In this project, we chose a different approach, namely that of building our own compiler from scratch. This was reasonable in view of the author's previous experience in compiler design, but still subject to controversy concerning the way to achieve "optimized code". A very sophisticated, highly optimizing code generating strategy was obviously out of the question. A first version of the compiler was to be available within a few months, and the workforce consisted of one part-time person, the author. Instead, I decided to build the compiler along the lines of a simple, single-pass compiler with on-the-fly code generation as elaborated in [1]. Having a scanner and a parser already available saved a few days of labour. The crucial part, without doubt, was the code generator.

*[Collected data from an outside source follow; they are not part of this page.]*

PR #571, opened 2026-07-04
perf(commands): avoid rediscovery for metadata updates

JustYannicc:
## What changed
- Added a command metadata patch path that updates cached runtime subtitles by command id, including Raycast extension path ids such as `extension/command`.
- Replaced subtitle-only `invalidateCache()` calls for inline script completion and `update-command-metadata` with the metadata cache patch helper.
- Kept the command disk cache structural by saving base subtitles and reapplying current runtime metadata on cache load.
- Added a focused metadata-cache harness that compares the legacy invalidation path with the optimized patch path.

## Why
Runtime subtitle updates were persisted into `commandMetadata` and then invalidated the whole command cache. The next `getAvailableCommands()` could therefore start full app/settings/extension/script/quick-link discovery even though only one command subtitle changed.

## Compatibility impact
Settings format is unchanged. Aliases, installed apps, settings panes, extensions, quick links, scripts, and structural invalidation paths keep their existing behavior. Non-inline script commands still ignore runtime subtitle metadata. Raycast `updateCommandMetadata` path-style ids now apply consistently during live cache patches and command discovery.

## How tested
- `node --test scripts/test-command-metadata-cache.mjs`
- `./node_modules/.bin/tsc -p tsconfig.main.json --noEmit`
- Codex LSP diagnostics for `src/main/commands.ts`: no errors
- Codex LSP diagnostics for `src/main/main.ts`: no errors
- `git diff --check`

## Performance evidence
Focused harness output for 5,000 cached commands over 60 metadata updates:
- Legacy invalidation path: `structuralDiscoveryStarts=60`, median `getCommandsMs=0.115`
- Optimized metadata patch path: `structuralDiscoveryStarts=0`, median `getCommandsMs=0.014`
- Avoided structural discovery starts: `60`

The harness uses a fake discovery runner so the measurement counts discovery starts deterministically without scanning the local machine.

## Stack validation
Started from `codex/perf-consolidated-integration-stack` / `fork/codex/perf-consolidated-integration-stack` at `264fb89dc5c867d6c3d77bc4b95e26e235e326ea`. Implementation branch is `codex/perf-command-metadata-cache`, pushed to `JustYannicc/SuperCmd`, targeting `SuperCmdLabs/SuperCmd:main`. Dependency setup used `pnpm install --ignore-scripts --no-frozen-lockfile --lockfile=false`; no package metadata changes were staged.

## Replaces
No prior PR. Replaces the subtitle-only runtime metadata paths that broadly invalidated the structural command discovery cache.

PR #568, opened 2026-07-04
perf(commands): cache script command icon data

JustYannicc:
## What changed
- Added a module-level file icon data URL cache for script commands, keyed by resolved absolute icon path plus the icon file size and mtime signature.
- Kept script command discovery invalidation focused on script metadata while reusing unchanged file icon data across cold discoveries.
- Extended the script command discovery benchmark with an icon-heavy fixture and invalidated discovery/execution measurements.
- Added focused coverage that verifies cached file icons avoid repeat byte reads and changed icon files refresh.

## Why
Running a script command after the 12s discovery TTL can force a cold rediscovery. File-based script icons were re-read and base64 encoded on every cold discovery, so icon-heavy command sets repeatedly paid the full icon I/O cost even when icon files had not changed.

## Compatibility impact
- Emoji icons and `https://` icon values still bypass file icon reads.
- File icon support remains limited to the existing SVG, PNG, JPG, and JPEG data URL behavior.
- Raycast metadata parsing and `iconDark`/`icon` precedence are unchanged.
- Script metadata is still refreshed on discovery cache invalidation; changed file icons are picked up when their file signature changes.

## How tested
- `node --test scripts/test-script-command-runner.mjs`
- `node --test 'scripts/test-*.mjs'` (236 pass, 1 skipped)
- `./node_modules/.bin/tsc -p tsconfig.main.json --noEmit`
- Codex LSP diagnostics for `src/main/script-command-runner.ts`: no diagnostics found
- `node scripts/bench-script-command-discovery.mjs`

## Performance evidence
Command: `SUPERCMD_BENCH_SCRIPT_COUNT=250 SUPERCMD_BENCH_SCRIPT_BODY_BYTES=0 SUPERCMD_BENCH_SCRIPT_ICON_BYTES=98304 node scripts/bench-script-command-discovery.mjs`

Before cache:
- initial discovery: 31.7ms, 250 `readFileSync` calls, 23.4 MiB icon bytes
- invalidated discovery: 28.1ms, 250 `readFileSync` calls, 23.4 MiB icon bytes, 23.5 MiB total runner bytes
- invalidated execution lookup: 27.4ms, 250 `readFileSync` calls, 23.4 MiB icon bytes, 23.5 MiB total runner bytes

After cache:
- initial discovery: 33.5ms, 250 `readFileSync` calls, 23.4 MiB icon bytes
- invalidated discovery: 8.5ms, 0 `readFileSync` calls, 0 B icon bytes, 76.1 KiB total runner bytes
[...]

PR #566, opened 2026-07-04
perf(files): speed up delete tombstone batches

JustYannicc:
## What changed
- Split delete tombstoning so direct indexed file deletes mark their entry ids without scanning the whole snapshot.
- Kept indexed directory deletes and unknown deleted paths on the descendant tombstone path.
- Added focused coverage for direct-file batch behavior, unknown-path descendants, and direct/delete benchmark reporting.

## Why
Large watcher delete batches can be mostly exact indexed file paths. The previous multi-path tombstone flow scanned every indexed entry even when all deleted paths were already known files, making delete batches much slower than watcher adds.

## Compatibility impact
File-search behavior is preserved. Exact indexed file deletes are tombstoned directly, indexed directory deletes still tombstone descendants, and unknown deleted paths still tombstone indexed descendants. No feature trimming, config changes, or user-facing API changes.

## How tested
- `node --test scripts/test-file-search-delete-batch.mjs scripts/test-file-search-perf-harness.mjs` -> 7 passing tests.
- `./node_modules/.bin/tsc -p tsconfig.main.json --noEmit` -> passed.
- Codex LSP diagnostics for `src/main/file-search-index.ts` -> no diagnostics found.
- `git diff --check` -> passed.

## Performance evidence
- Before, exact audit harness: `node scripts/file-search-perf-harness.mjs --projects 600 --modules 10 --files-per-module 10 --query-runs 2 --updates 500 --deletes 500 --limit 80` -> 79,804 indexed entries, watcher-style updates 7.685ms for 500 paths, delete batch 122.856ms for 500 paths.
- After, same command: 79,804 indexed entries, watcher-style updates 8.487ms for 500 paths, delete batch 5.587ms for 500 paths, deleted exact matches after tombstone 0.
- Focused benchmark after: `node scripts/benchmark-file-search-delete-batch.mjs` -> direct-file-batch 5.353ms for 500 paths over 80,161 entries; directory-tree-batch 8.561ms for 4,041 paths over 68,162 entries.

## Stack validation
Started from `264fb89dc5c867d6c3d77bc4b95e26e235e326ea` on `codex/perf-consolidated-integration-stack` / `fork/codex/perf-consolidated-integration-stack`. This branch contains one commit on top: `e4d7dd7 perf(files): speed up delete tombstone batches`. PR targets `SuperCmdLabs/SuperCmd:main` from `JustYannicc:codex/perf-file-search-delete-tombstones`.

## Replaces
None.

PR #573, opened 2026-07-04
perf(commands): reduce command and file refresh overhead

JustYannicc:
## What changed
- Batch file-search delete tombstone handling by collapsing nested delete roots and marking descendants in one pass.
- Cache script command file icon data by path signature so repeated discoveries reuse unchanged data URLs and refresh changed icons.
- Patch cached runtime command metadata in place for subtitle updates instead of invalidating command discovery.
- Add focused harnesses for delete tombstones, script command icon caching, and command metadata cache behavior on current upstream main.

## Why
These hot paths can run during filesystem watcher bursts, script command rediscovery, and @raycast/api metadata updates. The consolidated changes reduce repeated scans and rediscovery while preserving command ordering and existing search/script semantics.

## Compatibility impact
- Filesystem search semantics are preserved; deletes still tombstone exact indexed files, directory descendants, unknown deleted roots, and avoid prefix-like neighbors.
- Script command icon behavior is preserved; unchanged file icons reuse cached data, changed icon files refresh by size/mtime signature, and emoji icons are unchanged.
- Metadata updates still persist settings and notify renderers, while cached command subtitles are patched without structural rediscovery.

## How tested
- `node --test scripts/test-file-search-delete-batch.mjs`
- `node --test scripts/test-script-command-runner.mjs`
- `node --test scripts/test-command-metadata-cache.mjs`
- `SUPERCMD_BENCH_SCRIPT_ICON_BYTES=4096 node scripts/bench-script-command-discovery.mjs`
- `node scripts/benchmark-file-search-delete-batch.mjs`
- `tsc -p tsconfig.main.json --noEmit --pretty false`
- Codex LSP diagnostics for `src/main/file-search-index.ts`, `src/main/script-command-runner.ts`, `src/main/commands.ts`, and `src/main/main.ts`
- `git diff --check`

## Performance evidence
- File delete benchmark: direct-file batch tombstoned 500 of 80,161 entries in 5.681 ms; directory-tree batch tombstoned 8,041 of 68,162 entries across 4,041 delete paths in 8.145 ms.
- Script command benchmark with 40 one MiB scripts and 4 KiB file icons: initial discovery read 80 files / 40.2 MiB; invalidated discovery read 40 files / 40.0 MiB, skipping the 40 unchanged icon reads.
- Command metadata benchmark: 5,000 commands across 60 iterations avoided 60 structural discovery starts; optimized median get-commands path was 0.035 ms versus legacy 0.167 ms.

## Stack validation
- Started from clean `origin/main` at `9bdd3d2`.
- Cherry-picked the wave commits from #566, #568, and #571 onto `codex/consolidate-command-file-wave2`.
- Adjusted only focused harness assumptions needed for current upstream main; no coordinator notes, prompt files, playbooks, or package-manager metadata are included.
- Main TypeScript, LSP diagnostics, focused harnesses, benchmarks, and diff whitespace checks passed locally.

## Replaces
- #566
- #568
- #571

### DIFF
--- a/.github/workflows/claude-code-review.yml
+++ b/.github/workflows/claude-code-review.yml
@@ -12,6 +12,7 @@ on:
 
 jobs:
   claude-review:
+    if: github.event.pull_request.head.repo.full_name == github.repository
     # Optional: Filter by PR author
     # if: |
     #   github.event.pull_request.user.login == 'external-contributor' ||
@@ -41,4 +42,3 @@ jobs:
           prompt: '/code-review:code-review ${{ github.repository }}/pull/${{ github.event.pull_request.number }}'
           # See https://github.com/anthropics/claude-code-action/blob/main/docs/usage.md
           # or https://code.claude.com/docs/en/cli-reference for available options
-
--- a/.github/workflows/test.yml
+++ b/.github/workflows/test.yml
@@ -34,7 +34,7 @@ jobs:
           cache: npm
 
       - name: Install dependencies
-        run: npm ci
+        run: npm ci --force
 
       - name: Run node test suite
         run: npm test
--- a/scripts/bench-script-command-discovery.mjs
+++ b/scripts/bench-script-command-discovery.mjs
@@ -1,0 +1,133 @@
+#!/usr/bin/env node
+
+import fs from 'node:fs';
+import os from 'node:os';
+import path from 'node:path';
+import { performance } from 'node:perf_hooks';
+import { loadScriptCommandRunner } from './lib/script-command-runner-harness.mjs';
+
+const fileCount = Number(process.env.SUPERCMD_BENCH_SCRIPT_COUNT || 40);
+const bodyBytesPerFile = Number(process.env.SUPERCMD_BENCH_SCRIPT_BODY_BYTES || 1024 * 1024);
+const iconBytesPerFile = Number(process.env.SUPERCMD_BENCH_SCRIPT_ICON_BYTES || 0);
+
+function formatBytes(bytes) {
+  if (bytes < 1024) return `${bytes} B`;
+  if (bytes < 1024 * 1024) return `${(bytes / 1024).toFixed(1)} KiB`;
+  return `${(bytes / (1024 * 1024)).toFixed(1)} MiB`;
+}
+
+function makeLargeScript(title, bodyBytes, icon = '⚡') {
+  const header = `#!/bin/bash
+# Required parameters:
+# @raycast.schemaVersion 1
+# @raycast.title ${title}
+# @raycast.mode fullOutput
+
+# Optional parameters:
+# @raycast.packageName Benchmark
+# @raycast.icon ${icon}
+# @raycast.description Large script command fixture
+# @raycast.needsConfirmation false
+
+exit 0
+`;
+  const line = `# ${'x'.repeat(253)}\n`;
+  const repeatCount = Math.max(0, Math.ceil(bodyBytes / Buffer.byteLength(line)));
+  return header + line.repeat(repeatCount);
+}
+
+function snapshot(metrics) {
+  return {
+    readFileSyncCalls: metrics.readFileSyncCalls,
+    readFileSyncBytes: metrics.readFileSyncBytes,
+    readSyncCalls: metrics.readSyncCalls,
+    readSyncBytes: metrics.readSyncBytes,
+    openSyncCalls: metrics.openSyncCalls,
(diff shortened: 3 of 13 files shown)


shobhit99:
### Review — perf(commands): reduce command and file refresh overhead

Focused, well-tested perf refactor of three independent hot paths (command-metadata cache, file-search delete tombstones, script-command icon caching). I traced each against upstream `main`; semantics are preserved and the new harnesses are meaningful.

**Strengths**
- **Command metadata:** `applyCommandMetadataUpdate` correctly preserves the subtitle-eligibility gate (`!(script && mode !== 'inline')`), keys extension commands by both `id` and `path`, and patches the live `CommandInfo` objects shared by `cachedCommands` and `staleCommandsFallback`. Because both sites `saveSettings(...)` *before* patching, the change survives a concurrent rediscovery (which re-applies from settings via `applyStoredRuntimeCommandMetadata`). `saveCommandsDiskCache` now writes the *base* subtitle and re-applies overrides on load — correct round-trip.
- `main.ts:15240` is a net improvement: the old code only called `invalidateCache()` (never broadcast despite the "Notify all windows" comment); the new path actively `broadcastCommandsUpdated()` on change and avoids a full rediscovery.
- **File-search tombstones:** collapse is sound — sorting by length guarantees an ancestor always precedes its descendant, so `hasDeletedPathAncestor` de-dupes nested roots correctly. File-vs-directory descendant handling and the unknown-root case match the old prefix behavior. The `path.resolve` re-normalization in `normalizeDeletedPath` is safe: index entries (`file-search-index.ts:700/781/785`) and watch delete paths are already `path.resolve`'d, so keys still match `pathToEntryId`.
- **Icon cache:** `size:mtimeMs` signature, drops the entry when the file disappears, and re-reads on change — behavior parity with the old `existsSync`+read (statSync/existsSync both follow symlinks). Good targeted test for cache hit vs. refresh.

**Concerns / potential bugs**
- **Minor — `src/main/main.ts:15240` (`update-command-metadata`):** unlike the old unconditional `invalidateCache()`, the new path does nothing when `changedCommands === 0`. If a *fresh* (non-stale) cache genuinely doesn't contain the target command, the persisted subtitle won't surface in the in-memory list until `CACHE_TTL` (30 min) or the next invalidation. This self-heals in the common cases (a running extension's command is always in cache; a null `cachedCommands` re-discovers via the stale path; the value is always persisted to settings), so it's narrow — but a one-line fallback (`if (patchResult.matchedCommands === 0) invalidateCache();`) would fully restore the old guarantee.
- **Very minor — `src/main/script-command-runner.ts` (`getCachedIconDataUrl`):** a negative result (`dataUrl: undefined` from a transient read failure) is cached until the file's size/mtime changes, whereas the old code retried every discovery. Also the module-level `iconDataUrlCache` is unbounded, though bounded in practice by the number of script-command icons. Both are acceptable.

**Suggestions (optional)**
- Consider the `matchedCommands === 0 → invalidateCache()` fallback above for full parity.
- `useBackgroundRefresh.ts` is untouched (interval behavior unchanged) — worth confirming that's intentional given the PR title mentions "refresh overhead."

Overlaps conceptually with #620 (command search validation) but touches different code (discovery/refresh vs. search), so no duplication. Types are sound (`subtitle?`/`mode?`/`path?` all optional, so the in-place mutate + `delete` are valid) and the change is plausibly compiling per the reported `tsc -p tsconfig.main.json`.

🟡 Approve with minor comments

JustYannicc:
Addressed the maintainer follow-up from the top-level review.

Changes:
- Restored the old metadata-update guarantee for the narrow no-match case: `update-command-metadata` now patches the live cache when possible, but falls back to invalidating the command cache when `matchedCommands === 0`, so persisted metadata is re-applied on the next command fetch instead of waiting for the TTL.
- Added regression coverage for that fresh-cache/missing-command fallback path.
- Hardened the script-command icon cache by only caching successful data URLs, retrying after transient read failures, and capping the cache size.
- Added regression coverage for the transient icon read-failure case.

Notes:
- Confirmed via GraphQL that there are no inline review threads or formal review bodies on this PR; this addresses the actionable top-level feedback.
- `src/renderer/src/hooks/useBackgroundRefresh.ts` remains intentionally untouched: the PR changes are scoped to command metadata patching, file-search delete tombstones, and script-command icon reads; renderer interval behavior is unchanged.

Verification:
- `node --test scripts/test-command-metadata-cache.mjs scripts/test-file-search-delete-batch.mjs scripts/test-script-command-runner.mjs scripts/test-root-search-ranking.mjs` ✅ 14 passed
- `git diff --check` ✅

Therefore, we will report on the conventional parts of the compiler only scantily, and rather discuss in some more details our approach to achieving the efficiency of generated code that an engineer building a real-time control system demands. It turns out, that he must be able to depend on predictable performance, a requirement more fundamental than mere efficiency. Modern processors perform poorly
in this respect; their instruction pipelines and data caches speed up average performance considerably, but provide worst cases that let this gain turn out to be of marginal value. Sophisticated compilers, rearranging and perturbing code in obscure ways, add to this misery. A compiler producing code that can be derived from the source program according to few, obvious rules is a much better solution. Given the fact that modern RISC architectures depend strongly on sophisticated code generation algorithms, we feared that we might have to sacrifice considerably with respect to run-time efficiency.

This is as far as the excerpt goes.